Mantón de Manila are still worn in the Philippines as a rarer alternative to the pañuelo. They are part of the traje de mestiza ensemble (the aristocratic version of the national dress, the baro't saya). They may also be worn with the modern terno, a unified gown version of the baro't saya.

===Spain===
Today, the Manila shawls are still very popular in Andalusia and in Madrid for special festive occasions. Women use the shawls for dressing up and going to parties. During the Festival of the Crosses of May in Cordoba, balconies are dressed up with the shawl that add a bright look to the plazas.
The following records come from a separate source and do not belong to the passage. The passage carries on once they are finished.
PR #2839, opened 2024-08-06
Prebuild UI in PyPi publish steps

mquinnfd:
# Overview

Ensures that `sdist` tarball contains web UI code, this is necessary for things such as the `brew` installation of Locust.

Example run of `sdist` build and tar unwrap with this added step:
https://github.com/mquinnfd/locust/actions/runs/10271769131

Example `sdist` build without web UI: 
https://pypi.org/project/locust/2.31.1/#files


cyberw:
Nice! If it works out I'll make a new release right away.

During the April Fair in Seville, most of the women in Gypsy dress (flamenco dress) use the shawl as an accessory. The Manila shawl is also used by female flamenco dancers during their dance, as it is a great dance enhancer and adds drama when the flamenco dancer twirls it around her body and in the air. Sara Baras and Maria Pages are two of the most best flamenco dancers in Spain and they are experts in twirling their shawls during the dance. The Manila shawl is also a traditional accessory of the manola madrileña (the chulapa attire), during the annual San Isidro Fair. Famous Spanish singers who sing the copla, a traditional form of song, also are dressed in the Manila shawl. One of the most popular singers of this genre is Isabel Pantoja, and she has a great variety of beautiful Manila shawls.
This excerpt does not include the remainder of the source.